こんなひと言とともに「X」に投稿された、京都の古寺の庭が緋色の落ち葉で埋めつくされた光景がたくさんの人を魅了しました。見つめているとその深い赤色にこちらの心まで染められていくようです。投稿には記事執筆時点で「9.1万件」もの「いいね」がついています。

「これぞ錦繍の秋」
「縁台に座って三時間くらいお茶飲みたい」
「紅葉の絨毯、素敵!」
「この景色がいつまでもこのまま変わらないでほしい。そして、いつか私もこの美しさを心から楽しむことができればいいな。そして、このコメントを読む人みんなも同じように感じられますように。」

その美しさを称え、ずっとこのままでと願う声が届いています。

 こちらは「高台寺塔頭(たっちゅう)岡林(こうりん)院(京都市東山区)」の境内を写した一枚で、投稿したのは同寺のご住職である青山公胤さん(以下、青山さん)です。岡林院は現在残っている同寺の塔頭の中では最古のものであり、苔庭の名所として知られています。

 青山さんは話題になった投稿に続けて、大量の落ち葉を掃き清めていくとその下から青々とした苔庭が現れてくる様子なども撮影して投稿しています。

 晩秋の境内の落ち葉掃除をした時のことを青山さんにお聞きしました。

「自然のありのまま、あるがままの美しさ」

――「一旦庭掃除やめました」とのことですが、その時のお気持ちを教えてください。

この日はいつものように朝の掃除をし、この投稿の直前にも庭の掃き掃除をしておりました。一生懸命に掃いてた時に、ふと振り向いて見ると、先程掃いたはずの場所が元に戻っておりました。毎年の事とは言え、「よし。今日はやめよう。」となり、縁側に座ってボーッと庭を眺めていた時に、「綺麗やな」と思って撮った写真を、何も考えずに投稿したのが正直なところです。

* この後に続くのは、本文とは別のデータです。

PR #537, opened 2023-04-09
Feature/global update exclude mangas with state

schroda:
why a specific endpoint for global update settings:
 - settings are known unlike metadata set by the client
 - documented in swagger, otherwise, they would be "hidden" unless code gets checked
 - easier to use on client side

### DIFF
--- a/server/src/main/kotlin/suwayomi/tachidesk/manga/controller/UpdateController.kt
+++ b/server/src/main/kotlin/suwayomi/tachidesk/manga/controller/UpdateController.kt
@@ -18,7 +18,9 @@ import suwayomi.tachidesk.manga.model.dataclass.IncludeInUpdate
 import suwayomi.tachidesk.manga.model.dataclass.MangaChapterDataClass
 import suwayomi.tachidesk.manga.model.dataclass.MangaDataClass
 import suwayomi.tachidesk.manga.model.dataclass.PaginatedList
+import suwayomi.tachidesk.manga.model.table.MangaStatus
 import suwayomi.tachidesk.server.JavalinSetup.future
+import suwayomi.tachidesk.server.serverConfig
 import suwayomi.tachidesk.server.util.formParam
 import suwayomi.tachidesk.server.util.handler
 import suwayomi.tachidesk.server.util.pathParam
@@ -108,8 +110,13 @@ object UpdateController {
             .distinctBy { it.id }
         val mangasToCategoriesMap = CategoryManga.getMangasCategories(categoriesToUpdateMangas.map { it.id })
         val mangasToUpdate = categoriesToUpdateMangas
+            .asSequence()
             .filter { it.updateStrategy == UpdateStrategy.ALWAYS_UPDATE }
+            .filter { if (serverConfig.excludeUnreadChapters) { (it.unreadCount ?: 0L) == 0L } else true }
+            .filter { if (serverConfig.excludeNotStarted) { it.lastReadAt != null } else true }
+            .filter { if (serverConfig.excludeCompleted) { it.status != MangaStatus.COMPLETED.name } else true }
             .filter { !excludedCategories.any { category -> mangasToCategoriesMap[it.id]?.contains(category) == true } }
+            .toList()
 
         // In case no manga gets updated and no update job was running before, the client would never receive an info about its update request
         if (mangasToUpdate.isEmpty()) {
--- a/server/src/main/kotlin/suwayomi/tachidesk/server/ServerConfig.kt
+++ b/server/src/main/kotlin/suwayomi/tachidesk/server/ServerConfig.kt
@@ -35,6 +35,9 @@ class ServerConfig(getConfig: () -> Config, moduleName: String = MODULE_NAME) : 
 
     // updater
     var maxParallelUpdateRequests: Int by overridableConfig
+    var excludeUnreadChapters: Boolean by overridableConfig
+    var excludeNotStarted: Boolean by overridableConfig
+    var excludeCompleted: Boolean by overridableConfig
 
     // Authentication
     var basicAuthEnabled: Boolean by overridableConfig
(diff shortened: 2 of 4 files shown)


server/src/main/kotlin/suwayomi/tachidesk/global/GlobalAPI.kt
```diff
@@ -22,6 +23,10 @@ object GlobalAPI {
         path("settings") {
             get("about", SettingsController.about)
             get("check-update", SettingsController.checkUpdate)
+            path("global-update") {
+                get("", GlobalUpdateController.getSettings)
+                patch("", GlobalUpdateController.modifySetting)
+            }
```
AriaMoradi: this is not global API, global API namespace was made to "general" app API that would not belong to either manga or anime. this used to make more sense when we had three namespaces
`suwayomi.tachidesk.global`, `suwayomi.tachidesk.manga`, `suwayomi.tachidesk.anime`

move this and friends to manga.

server/src/main/kotlin/suwayomi/tachidesk/server/database/migration/M0027_GlobalUpdateSettings.kt
```diff
@@ -0,0 +1,28 @@
...
+    val table = "GLOBALMETA"
+
+    override val sql = """
+        ALTER TABLE $table ADD COLUMN type varchar(256);
+        
+        UPDATE $table SET type = '${SettingType.META}';
+        
+        INSERT INTO $table (key, type, value)
+        VALUES
+            ${GlobalUpdateSettingsDataClass::class.memberProperties.joinToString(", ") { "('${it.name}', '${SettingType.GLOBAL_UPDATE}', 'true')" }};
```
AriaMoradi: this is confusing to read, hardcode the values or calculate them in a more verbose way

server/src/main/kotlin/suwayomi/tachidesk/global/impl/GlobalMeta.kt
```diff
@@ -14,7 +12,36 @@ import suwayomi.tachidesk.global.model.table.GlobalMetaTable
  * License, v. 2.0. If a copy of the MPL was not distributed with this
  * file, You can obtain one at https://mozilla.org/MPL/2.0/. */
 
-object GlobalMeta {
+enum class SettingType {
+    META,
+    GLOBAL_UPDATE,
+}
```
AriaMoradi: this file is intended for general meta where settings that would belong to the app itself or shared between anime and manga, move the new stuff to a new API

server/src/main/kotlin/suwayomi/tachidesk/global/model/table/GlobalMetaTable.kt
```diff
@@ -8,11 +8,27 @@ package suwayomi.tachidesk.global.model.table
...
+    when (DataClass::class) {
+        GlobalUpdateSettingsDataClass::class -> GlobalUpdateSettingsDataClass(
+            getSettingValue("excludeUnreadChapters").toBoolean(),
+            getSettingValue("excludeNotStarted").toBoolean(),
+            getSettingValue("excludeCompleted").toBoolean(),
+        ) as DataClass
+
+        else -> throw IllegalStateException("Unknown DataClass Type")
+    }
+}
```
AriaMoradi: these don't belong in this table as discussed earlier.
You can make a MangaMeta prefix for the new classes.

AriaMoradi (changes requested):

server/src/main/kotlin/suwayomi/tachidesk/global/model/table/GlobalMetaTable.kt
schroda: overall in the GlobalMeta table (the database table) or not adding the toDataClass function to the table class?

AriaMoradi: In this class?
To tell the truth, the handling of settings is a mess. maybe we should introduce a settings manipulation API before this PR.

schroda: what do you have in mind?

server/src/main/kotlin/suwayomi/tachidesk/global/GlobalAPI.kt
schroda: moved to update endpoint (`.../update/settings`)

server/src/main/kotlin/suwayomi/tachidesk/server/database/migration/M0027_GlobalUpdateSettings.kt
schroda: changed

server/src/main/kotlin/suwayomi/tachidesk/global/impl/GlobalMeta.kt
schroda: moved

server/src/main/kotlin/suwayomi/tachidesk/global/impl/GlobalMeta.kt
```diff
@@ -1,11 +1,10 @@
 package suwayomi.tachidesk.global.impl
 
-import org.jetbrains.exposed.sql.insert
-import org.jetbrains.exposed.sql.select
-import org.jetbrains.exposed.sql.selectAll
+import org.jetbrains.exposed.sql.*
```
AriaMoradi: no wildcard imports

AriaMoradi (changes requested):

schroda:
moved settings to the server config.
with #545 merged, settings can now be modified during runtime (some require a restart).
the thing that is missing is to add a endpoint to modify the config (and handle settings that require a restart)

AriaMoradi (approved):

――毎年の景色であってもなお、清新な美しさがあるのでしょうか。

毎年、この時期になると同じような事の繰り返しに思えるかもしれませんが、改めて手を止め、足を止めて見る事で、今まで気付けなかった物にも気が付けるようになる気がいたします。自然のありのまま、あるがままの美しさに改めて気が付けた時間でもありました。有難いことです。

初雪が舞う日も庭掃除を

――庭掃除中に雪がちらつく時もあるのですね…。

雪はまた別の日の朝に掃除をしている時に降り始めました。この日は京都市内でも初雪の日でした。毎日1時間程、庭掃除には時間がかかります。秋のこの時期は2時間近くかかる日もあり、朝掃除をしても昼過ぎには元に戻っている日もあります。掃除中はただひたすらに掃くことに専念しますが、風が吹いて落ち葉がハラハラと舞う景色も、愉しむような余裕はない日が多いかもしれません。

落ち葉のハートマークを作る日も

――落ち葉で作ったハートマークも拝見しました。

ハートマークを作った日は、掃いていたらハートに近い形になったので、お寺にお茶の先生が来ていたこともあり、楽しんで頂けるかなと思って成形しました。投稿や写真を見た方が喜んで下さったのであれば嬉しいです。

現在、境内は非公開

現在非公開だという岡林院ですがアカウントのタイムラインを通して日々、境内の風景を見ることができます。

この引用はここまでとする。